Each entry below is to be printed verbatim.

=== Section Start ===

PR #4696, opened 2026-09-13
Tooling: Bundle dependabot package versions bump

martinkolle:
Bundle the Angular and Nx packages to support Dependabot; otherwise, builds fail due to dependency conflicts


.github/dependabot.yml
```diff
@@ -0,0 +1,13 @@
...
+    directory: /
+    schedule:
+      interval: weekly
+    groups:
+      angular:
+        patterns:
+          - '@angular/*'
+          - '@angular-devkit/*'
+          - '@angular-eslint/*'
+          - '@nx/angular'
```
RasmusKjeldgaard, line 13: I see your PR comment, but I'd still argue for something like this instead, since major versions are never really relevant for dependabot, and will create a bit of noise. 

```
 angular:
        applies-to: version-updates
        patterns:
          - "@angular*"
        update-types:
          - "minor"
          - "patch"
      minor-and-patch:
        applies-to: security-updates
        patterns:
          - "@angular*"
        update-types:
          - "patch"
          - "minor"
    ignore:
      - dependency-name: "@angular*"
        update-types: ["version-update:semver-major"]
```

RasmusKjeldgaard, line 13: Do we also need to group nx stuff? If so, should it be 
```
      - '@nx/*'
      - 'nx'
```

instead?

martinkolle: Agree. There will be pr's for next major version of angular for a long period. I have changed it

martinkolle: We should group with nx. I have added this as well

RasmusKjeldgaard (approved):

=== Section End ===

» Task answer:
PR #4696, opened 2026-09-13
Tooling: Bundle dependabot package versions bump

martinkolle:
Bundle the Angular and Nx packages to support Dependabot; otherwise, builds fail due to dependency conflicts


.github/dependabot.yml
```diff
@@ -0,0 +1,13 @@
...
+    directory: /
+    schedule:
+      interval: weekly
+    groups:
+      angular:
+        patterns:
+          - '@angular/*'
+          - '@angular-devkit/*'
+          - '@angular-eslint/*'
+          - '@nx/angular'
```
RasmusKjeldgaard, line 13: I see your PR comment, but I'd still argue for something like this instead, since major versions are never really relevant for dependabot, and will create a bit of noise. 

```
 angular:
        applies-to: version-updates
        patterns:
          - "@angular*"
        update-types:
          - "minor"
          - "patch"
      minor-and-patch:
        applies-to: security-updates
        patterns:
          - "@angular*"
        update-types:
          - "patch"
          - "minor"
    ignore:
      - dependency-name: "@angular*"
        update-types: ["version-update:semver-major"]
```

RasmusKjeldgaard, line 13: Do we also need to group nx stuff? If so, should it be 
```
      - '@nx/*'
      - 'nx'
```

instead?

martinkolle: Agree. There will be pr's for next major version of angular for a long period. I have changed it

martinkolle: We should group with nx. I have added this as well

RasmusKjeldgaard (approved):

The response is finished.